= Action item =
Scan the entries below for the string "cancelled" and copy every line where it turns up.

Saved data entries

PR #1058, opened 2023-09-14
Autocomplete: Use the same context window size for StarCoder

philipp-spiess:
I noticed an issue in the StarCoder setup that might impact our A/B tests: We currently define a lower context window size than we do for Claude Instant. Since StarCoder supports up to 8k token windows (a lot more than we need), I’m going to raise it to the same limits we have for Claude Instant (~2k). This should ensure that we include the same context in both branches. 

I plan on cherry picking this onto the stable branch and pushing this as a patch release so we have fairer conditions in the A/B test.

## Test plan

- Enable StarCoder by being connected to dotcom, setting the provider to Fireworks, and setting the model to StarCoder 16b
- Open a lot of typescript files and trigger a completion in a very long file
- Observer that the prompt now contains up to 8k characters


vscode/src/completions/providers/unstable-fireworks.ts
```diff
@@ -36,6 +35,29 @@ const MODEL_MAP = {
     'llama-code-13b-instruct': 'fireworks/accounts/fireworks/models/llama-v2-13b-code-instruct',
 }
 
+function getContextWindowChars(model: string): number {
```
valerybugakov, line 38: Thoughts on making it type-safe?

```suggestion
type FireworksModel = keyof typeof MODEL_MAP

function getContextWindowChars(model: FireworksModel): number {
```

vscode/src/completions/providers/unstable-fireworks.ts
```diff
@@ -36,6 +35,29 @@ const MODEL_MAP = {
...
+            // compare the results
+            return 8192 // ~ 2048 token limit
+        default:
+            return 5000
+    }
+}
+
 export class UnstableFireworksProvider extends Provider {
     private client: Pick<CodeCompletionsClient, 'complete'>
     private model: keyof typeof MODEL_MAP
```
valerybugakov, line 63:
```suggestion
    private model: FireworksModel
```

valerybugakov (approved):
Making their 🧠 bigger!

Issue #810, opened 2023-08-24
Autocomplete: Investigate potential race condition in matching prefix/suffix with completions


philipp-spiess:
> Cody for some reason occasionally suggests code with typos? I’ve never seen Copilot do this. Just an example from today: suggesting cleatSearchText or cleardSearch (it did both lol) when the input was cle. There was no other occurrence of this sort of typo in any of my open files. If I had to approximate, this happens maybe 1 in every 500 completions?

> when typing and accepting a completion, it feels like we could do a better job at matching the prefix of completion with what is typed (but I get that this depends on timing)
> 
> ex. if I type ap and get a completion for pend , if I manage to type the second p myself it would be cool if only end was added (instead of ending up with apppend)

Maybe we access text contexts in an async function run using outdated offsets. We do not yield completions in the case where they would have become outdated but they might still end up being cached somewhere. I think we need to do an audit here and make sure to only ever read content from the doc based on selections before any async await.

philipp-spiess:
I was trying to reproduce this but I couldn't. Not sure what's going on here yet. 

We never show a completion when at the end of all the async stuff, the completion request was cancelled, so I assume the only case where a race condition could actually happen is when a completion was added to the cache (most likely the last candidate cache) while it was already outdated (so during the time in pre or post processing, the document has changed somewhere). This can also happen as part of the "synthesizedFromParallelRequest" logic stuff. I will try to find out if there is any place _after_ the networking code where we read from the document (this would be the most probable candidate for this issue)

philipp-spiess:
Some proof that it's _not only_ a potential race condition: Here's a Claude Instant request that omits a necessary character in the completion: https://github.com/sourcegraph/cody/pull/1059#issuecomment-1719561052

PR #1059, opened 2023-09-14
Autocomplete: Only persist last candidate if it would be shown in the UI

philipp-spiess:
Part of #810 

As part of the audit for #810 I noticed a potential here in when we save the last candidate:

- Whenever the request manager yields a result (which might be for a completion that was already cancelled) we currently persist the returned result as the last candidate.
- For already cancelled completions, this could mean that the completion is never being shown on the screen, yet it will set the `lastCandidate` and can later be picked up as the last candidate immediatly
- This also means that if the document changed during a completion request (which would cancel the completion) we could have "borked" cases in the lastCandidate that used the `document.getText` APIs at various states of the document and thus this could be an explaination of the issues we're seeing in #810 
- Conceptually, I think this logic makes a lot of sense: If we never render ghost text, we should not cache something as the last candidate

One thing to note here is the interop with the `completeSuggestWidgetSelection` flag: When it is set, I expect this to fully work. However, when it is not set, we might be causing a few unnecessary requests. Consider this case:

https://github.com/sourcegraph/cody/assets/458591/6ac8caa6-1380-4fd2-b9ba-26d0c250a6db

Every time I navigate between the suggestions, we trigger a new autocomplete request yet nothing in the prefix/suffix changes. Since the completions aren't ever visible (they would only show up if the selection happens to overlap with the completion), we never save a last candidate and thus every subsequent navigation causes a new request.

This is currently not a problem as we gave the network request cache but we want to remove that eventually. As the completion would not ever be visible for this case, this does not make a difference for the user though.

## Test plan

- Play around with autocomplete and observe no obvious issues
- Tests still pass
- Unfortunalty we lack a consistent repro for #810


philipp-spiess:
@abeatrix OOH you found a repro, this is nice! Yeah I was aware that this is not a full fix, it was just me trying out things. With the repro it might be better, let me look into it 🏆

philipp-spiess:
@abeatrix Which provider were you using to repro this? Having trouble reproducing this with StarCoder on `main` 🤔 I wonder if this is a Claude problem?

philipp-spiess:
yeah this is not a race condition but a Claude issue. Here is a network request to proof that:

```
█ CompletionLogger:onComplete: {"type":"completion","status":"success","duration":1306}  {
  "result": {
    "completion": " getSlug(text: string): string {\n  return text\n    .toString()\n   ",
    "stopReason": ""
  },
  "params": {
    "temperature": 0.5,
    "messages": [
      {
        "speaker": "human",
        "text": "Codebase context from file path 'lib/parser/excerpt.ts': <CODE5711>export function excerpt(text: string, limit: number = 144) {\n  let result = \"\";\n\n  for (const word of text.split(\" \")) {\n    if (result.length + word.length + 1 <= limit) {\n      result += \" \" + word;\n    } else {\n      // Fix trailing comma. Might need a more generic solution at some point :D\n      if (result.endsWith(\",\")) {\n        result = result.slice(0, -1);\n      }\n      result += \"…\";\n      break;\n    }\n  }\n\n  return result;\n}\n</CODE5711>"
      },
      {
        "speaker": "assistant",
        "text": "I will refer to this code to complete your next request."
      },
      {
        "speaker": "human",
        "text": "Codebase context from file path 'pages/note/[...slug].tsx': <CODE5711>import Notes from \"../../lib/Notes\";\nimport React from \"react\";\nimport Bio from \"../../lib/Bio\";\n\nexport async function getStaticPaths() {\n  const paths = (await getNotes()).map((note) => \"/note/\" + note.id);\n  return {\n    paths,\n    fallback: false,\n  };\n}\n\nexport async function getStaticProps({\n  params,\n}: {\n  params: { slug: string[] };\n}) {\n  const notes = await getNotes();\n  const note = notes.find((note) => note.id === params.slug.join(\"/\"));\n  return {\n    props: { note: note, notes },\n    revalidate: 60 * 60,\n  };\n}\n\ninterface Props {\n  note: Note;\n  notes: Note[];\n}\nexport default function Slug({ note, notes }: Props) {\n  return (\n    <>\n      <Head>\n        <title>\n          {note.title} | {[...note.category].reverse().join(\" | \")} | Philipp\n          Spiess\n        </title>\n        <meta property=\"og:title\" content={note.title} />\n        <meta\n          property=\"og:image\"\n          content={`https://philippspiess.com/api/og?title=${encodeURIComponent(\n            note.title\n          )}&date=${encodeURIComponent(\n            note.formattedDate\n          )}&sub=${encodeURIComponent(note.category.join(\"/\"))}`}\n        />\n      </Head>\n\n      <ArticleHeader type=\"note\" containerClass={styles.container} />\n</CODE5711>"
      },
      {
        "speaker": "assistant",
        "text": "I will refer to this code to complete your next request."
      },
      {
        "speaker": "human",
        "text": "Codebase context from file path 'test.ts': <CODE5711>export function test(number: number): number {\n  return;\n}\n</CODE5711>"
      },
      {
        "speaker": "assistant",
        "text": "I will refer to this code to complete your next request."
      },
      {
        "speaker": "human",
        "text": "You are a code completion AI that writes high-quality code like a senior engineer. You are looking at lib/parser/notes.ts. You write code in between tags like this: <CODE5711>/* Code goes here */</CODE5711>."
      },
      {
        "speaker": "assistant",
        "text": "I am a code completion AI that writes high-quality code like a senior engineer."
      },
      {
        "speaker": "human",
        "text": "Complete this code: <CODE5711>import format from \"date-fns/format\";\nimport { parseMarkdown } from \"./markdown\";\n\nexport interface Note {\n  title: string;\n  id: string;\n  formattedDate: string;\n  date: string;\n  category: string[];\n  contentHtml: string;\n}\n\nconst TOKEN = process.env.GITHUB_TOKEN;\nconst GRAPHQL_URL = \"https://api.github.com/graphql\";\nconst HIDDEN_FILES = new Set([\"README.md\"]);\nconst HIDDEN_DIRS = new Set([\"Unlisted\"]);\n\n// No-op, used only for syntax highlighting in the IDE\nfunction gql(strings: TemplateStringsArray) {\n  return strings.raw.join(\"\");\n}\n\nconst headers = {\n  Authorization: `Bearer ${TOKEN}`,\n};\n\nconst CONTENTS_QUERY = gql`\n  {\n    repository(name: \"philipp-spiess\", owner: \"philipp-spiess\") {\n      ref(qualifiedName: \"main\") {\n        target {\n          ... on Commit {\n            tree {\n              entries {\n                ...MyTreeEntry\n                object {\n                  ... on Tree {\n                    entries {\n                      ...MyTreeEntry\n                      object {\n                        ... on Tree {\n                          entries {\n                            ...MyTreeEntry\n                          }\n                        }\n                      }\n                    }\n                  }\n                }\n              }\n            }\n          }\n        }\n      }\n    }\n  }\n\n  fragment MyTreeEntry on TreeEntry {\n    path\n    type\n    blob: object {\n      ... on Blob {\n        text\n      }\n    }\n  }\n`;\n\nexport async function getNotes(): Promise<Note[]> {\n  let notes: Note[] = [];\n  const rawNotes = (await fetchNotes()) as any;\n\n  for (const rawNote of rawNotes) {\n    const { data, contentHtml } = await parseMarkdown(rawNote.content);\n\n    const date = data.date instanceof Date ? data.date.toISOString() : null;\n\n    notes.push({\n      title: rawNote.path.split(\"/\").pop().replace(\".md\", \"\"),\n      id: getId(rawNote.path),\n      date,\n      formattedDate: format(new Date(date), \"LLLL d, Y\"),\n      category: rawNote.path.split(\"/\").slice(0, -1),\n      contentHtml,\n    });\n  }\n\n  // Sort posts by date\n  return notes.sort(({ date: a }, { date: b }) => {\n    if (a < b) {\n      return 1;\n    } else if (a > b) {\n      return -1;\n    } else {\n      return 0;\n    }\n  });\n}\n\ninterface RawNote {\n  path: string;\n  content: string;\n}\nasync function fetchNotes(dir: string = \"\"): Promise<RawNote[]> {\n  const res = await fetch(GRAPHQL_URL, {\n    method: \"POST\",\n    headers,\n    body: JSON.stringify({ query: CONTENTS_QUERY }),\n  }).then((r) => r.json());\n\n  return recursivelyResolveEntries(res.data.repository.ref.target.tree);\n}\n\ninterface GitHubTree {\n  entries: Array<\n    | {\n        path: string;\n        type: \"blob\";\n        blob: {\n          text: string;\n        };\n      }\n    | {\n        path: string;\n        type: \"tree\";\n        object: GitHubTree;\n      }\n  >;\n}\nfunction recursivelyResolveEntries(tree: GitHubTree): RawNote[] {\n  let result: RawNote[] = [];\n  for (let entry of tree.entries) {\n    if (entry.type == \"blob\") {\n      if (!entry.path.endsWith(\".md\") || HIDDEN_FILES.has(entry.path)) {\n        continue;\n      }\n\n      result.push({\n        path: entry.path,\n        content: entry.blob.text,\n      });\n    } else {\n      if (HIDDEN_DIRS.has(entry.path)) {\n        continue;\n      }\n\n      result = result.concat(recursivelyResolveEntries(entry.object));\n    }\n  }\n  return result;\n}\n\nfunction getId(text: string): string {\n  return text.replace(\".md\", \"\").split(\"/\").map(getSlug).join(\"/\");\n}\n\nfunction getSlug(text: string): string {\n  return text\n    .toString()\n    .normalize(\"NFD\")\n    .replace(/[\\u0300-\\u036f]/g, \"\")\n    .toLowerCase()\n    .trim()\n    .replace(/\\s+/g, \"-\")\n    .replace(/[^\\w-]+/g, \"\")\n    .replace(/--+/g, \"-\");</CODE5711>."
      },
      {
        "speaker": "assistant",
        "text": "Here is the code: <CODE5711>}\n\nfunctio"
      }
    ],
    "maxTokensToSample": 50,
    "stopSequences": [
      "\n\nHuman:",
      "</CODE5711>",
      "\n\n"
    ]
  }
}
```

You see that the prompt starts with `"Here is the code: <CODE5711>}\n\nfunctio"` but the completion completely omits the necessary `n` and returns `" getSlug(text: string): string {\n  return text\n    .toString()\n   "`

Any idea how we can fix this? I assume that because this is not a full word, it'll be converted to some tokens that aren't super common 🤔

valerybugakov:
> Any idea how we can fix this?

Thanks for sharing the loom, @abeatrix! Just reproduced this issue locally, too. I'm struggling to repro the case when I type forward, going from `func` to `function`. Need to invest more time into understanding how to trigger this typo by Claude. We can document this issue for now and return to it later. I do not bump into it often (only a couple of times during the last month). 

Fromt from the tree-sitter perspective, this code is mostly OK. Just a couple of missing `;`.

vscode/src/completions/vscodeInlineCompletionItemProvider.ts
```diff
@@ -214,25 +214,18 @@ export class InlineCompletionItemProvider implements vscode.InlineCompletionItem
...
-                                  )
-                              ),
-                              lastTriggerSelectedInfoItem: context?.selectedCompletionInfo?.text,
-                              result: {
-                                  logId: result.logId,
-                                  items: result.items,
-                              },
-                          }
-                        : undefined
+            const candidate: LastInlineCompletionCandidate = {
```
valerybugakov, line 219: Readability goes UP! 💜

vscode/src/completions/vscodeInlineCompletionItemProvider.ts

= Solution to this problem =
We never show a completion when at the end of all the async stuff, the completion request was cancelled, so I assume the only case where a race condition could actually happen is when a completion was added to the cache (most likely the last candidate cache) while it was already outdated (so during the time in pre or post processing, the document has changed somewhere). This can also happen as part of the "synthesizedFromParallelRequest" logic stuff. I will try to find out if there is any place _after_ the networking code where we read from the document (this would be the most probable candidate for this issue)
- Whenever the request manager yields a result (which might be for a completion that was already cancelled) we currently persist the returned result as the last candidate.
- For already cancelled completions, this could mean that the completion is never being shown on the screen, yet it will set the `lastCandidate` and can later be picked up as the last candidate immediatly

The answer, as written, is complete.